Posted: Mon Jan 19, 2004 11:53 pm
by Mike Smith
George,
I just recieved my Aircraft Spruce cataloge and cannot find the Tach Housing Gasket. I called Aircraft Spruce today and tried to order it (PN 652072) and the lady on the phone could not find it in their computer. I was wondering what part of the cataloge I could look this up and find the "new" part number (if they've changed it).

Thanks

Posted: Tue Jan 20, 2004 12:35 am
by Dave Clark
Mike

I was referring to the gascolator gasket.

Posted: Tue Jan 20, 2004 9:30 pm
by GAHorn
PN 652072 is a Continental (TCM) part number. Spruce does not carry all TCM parts. Try Sacramento Sky Ranch 916 421-7672 http://www.sacskyranch.com/ not only for this, but also your gascolator gasket. (Note: there were several gascolator substitutions made over the years. Remove your gasket and measure it's ID, OD, and thickness for confirmation when you order new gaskets. NAPA also handles gascolator gaskets, as the same parts were used on many tractors. Their PN's 730-9506 or 730-9510 are most likely the correct ones.)

Posted: Tue Mar 09, 2004 5:46 pm
by Mike Smith
UPDATE on the tach stuff:

I finally got the cable installed and it didn't fix the tach problem. So, I secured a "new" (to me) tach and it works wonderfully. I didn't replace the Tach/generater drive seal and gasket due to the hassle factor. When I checked the bolts for the fitting where the tach cable goes into the engine, I discovered they were not very tight. I tightened them and reattached the new tach cable. I have since disconneted the cable at the engine end a couple of times to see if there is any oil making it's way up the cable. None is, so I figure that I didn't need to replace the tach drive seal and gasket. All now appears to be well and right. :)

Posted: Tue Mar 09, 2004 10:40 pm
by GAHorn
BTW, here's a "helpful" if not exactly FAA approved modification I made to my tach-drive cable. (I dare 'em to find fault with this.)
At the engine end, pull the inner-cable out of the housing and lay it on clean newspaper. (Keep it clean!)
Using a 1/8" drill, drill a hole in the 6 o'clock position of the "bell-housing" that the knurled nut holds against the tach drive. This hole will serve as an oil-drain should the tach-drive seal ever leak, and allow the oil to go out the cowl instead of up the cable and into the tach.
Re-install the inner-cable and install the complete cable in the airplane. Be certain the drain hold is pointed downward.

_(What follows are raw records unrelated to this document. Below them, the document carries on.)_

PR #2762, opened 2026-06-11
BB-788: Log stuck task identities on rebalance timeout

anurag4DSB:

When BB-787's self-exit fires (scality/backbeat#2761), the logs say nothing about which
objects were stuck or whether the exit gate was even armed. Customer success debugging a
stuck CRR site from log files alone needs both: the identity of the wedged object, and the
difference between "this consumer will restart itself" and "this consumer is down until
someone acts".

**Replication (CRR) only — no other consumer changes behavior.** Three structural
guarantees, each grep-verifiable on this diff:

- The `rebalance.timeout` event has exactly **one listener in the repo**
  (`QueueProcessor.js`); for lifecycle, GC, notification, the populator, the status
  processor and all of Zenko, the emit is a no-op by Node EventEmitter semantics.
- `QueueProcessor.js` is loaded **only** by the replication queue/replay processor
  entrypoint (`extensions/replication/queueProcessor/task.js`) — the logger naming and the
  new CRR log lines cannot execute in any other process.
- **Zero per-message work is added** — the hot path (millions of objects/day) is untouched;
  every addition runs on the stuck path, at most once per drain timeout.

The one shared surface, stated openly: the pre-existing `'consumer stuck, disconnecting'`
error line in `lib/BackbeatConsumer.js` gains payload fields (topic, groupId, queue state,
stuck-task identities). Other consumers DO get those richer fields if **they** ever get
stuck — same line, same level, same moment, identical control flow; strictly additive JSON
on a rare incident-only error. That is an observability improvement for them, not a
behavior change.

All hot-path code is untouched — zero per-entry work added (deliberately: millions of
objects flow through these consumers). The revoke/un-assign rebalance lines are unchanged;
drain timing remains derivable from their existing timestamps. The rebalance.timeout event
gains a payload, which its only listener uses for logging.

The stuck error line now names the in-flight tasks — topic, partition, offset and the
kafka key, which for replication entries is the object name, the one identity no existing
log line carries (`slow task` logs the offset but not the key). Capped at 5 tasks, keys
truncated to 200 chars. The queue processor logs an error when the timeout fires with the
gate disarmed ("self-restart disabled; consumer stays disconnected until restarted externally"), and the fatal exit
line carries queue state and site.

Unit: getInFlightTasks shape/truncation/cap tests; the stuck-exit spec asserts the fatal
payload, the gate-off error, and exit timing across all gate states. Functional: the
existing stuck-rebalance test now asserts the event payload carries the stuck-task array
with real offsets from a genuinely wedged consumer against the CI kafka image.

### DIFF
--- a/extensions/replication/queueProcessor/QueueProcessor.js
+++ b/extensions/replication/queueProcessor/QueueProcessor.js
@@ -390,6 +390,9 @@ class QueueProcessor extends EventEmitter {
         const groupId =
               `${this.repConfig.queueProcessor.groupId}-${this.site}`;
         const consumer = new BackbeatConsumer({
+            // names this consumer's log lines (the default is a generic
+            // 'BackbeatConsumer' shared by every backbeat service)
+            clientId: `Backbeat:Replication:QueueProcessor:${this.site}:Consumer`,
             zookeeper: {
                 connectionString: this.zkConfig.connectionString,
             },
--- a/lib/BackbeatConsumer.js
+++ b/lib/BackbeatConsumer.js
@@ -497,6 +497,26 @@ class BackbeatConsumer extends EventEmitter {
         };
     }
 
+    /**
+     * Snapshot of the entries currently being processed, for
+     * observability (e.g. naming the tasks stuck past the rebalance
+     * drain timeout). Capped at 5 tasks; the key (the object name for
+     * replication entries) is truncated to 200 chars.
+     *
+     * @return {object[]} one item per in-flight task:
+     * { topic, partition, offset, key }
+     */
+    getInFlightTasks() {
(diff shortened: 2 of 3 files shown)


anurag4DSB:
Folded into #2761 per review simplification — the logs change now rides there as its own commit (ef318c70, BB-788: Log stuck task identities on rebalance timeout). Closing.

anurag4DSB:
Reopened — keeping the logs separate after all, so this PR has room to grow (the consumer logger naming should eventually cover the other backbeat services too, not just CRR).

anurag4DSB:
Correction to the comment above: GitHub would not reopen this after the head branch moved, so the logs change continues as #2763 (same branch, same commit).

Posted: Wed Mar 10, 2004 1:21 am
by Dave Clark
Great tip George!

Posted: Wed Mar 10, 2004 4:41 am
by Joe Moilanen
Just curious George, Why couldn't you separate the gen/tach gasket in half to prelude removing the uneffected. Seems the gasket was made in one piece for simplicity in manufacture but must be a reason that I'm overlooking. Guess I just cannot see the reasoning.

Joe

Posted: Wed Mar 10, 2004 4:15 pm
by zero.one.victor
Mike Smith wrote:UPDATE on the tach stuff:

I finally got the cable installed and it didn't fix the tach problem. So, I secured a "new" (to me) tach and it works wonderfully............
Some previous owner(s) replaced the tach & airspeed indicator in my ragwing with aftermarket units,instead of overhauling the original items. Sure wish they hadn't. Even if it was off a few hours from flight with a loaner,I'd rather have the original tach with the (almost) true hours recorded. Also rather have the stock tach & ASI for the factory color-coded limitation markings,and for that cool "original" look. My panel isn't strictly original,so it isn't that big a deal,but it is something I regret had been done. Maybe the original factor ain't no big deal to you,but it might be to the next "guardian" of your 170. FWIW
And before anyone gets on me about any other non-original items--gear legs,Cleveland brakes,radio's,paint schemes,etc-- IMHO an aftermarket tach is not an upgrade so why not just leave it original? Also,I would imagine that it's cheaper to overhaul the original tach than to buy a new (approved) tach.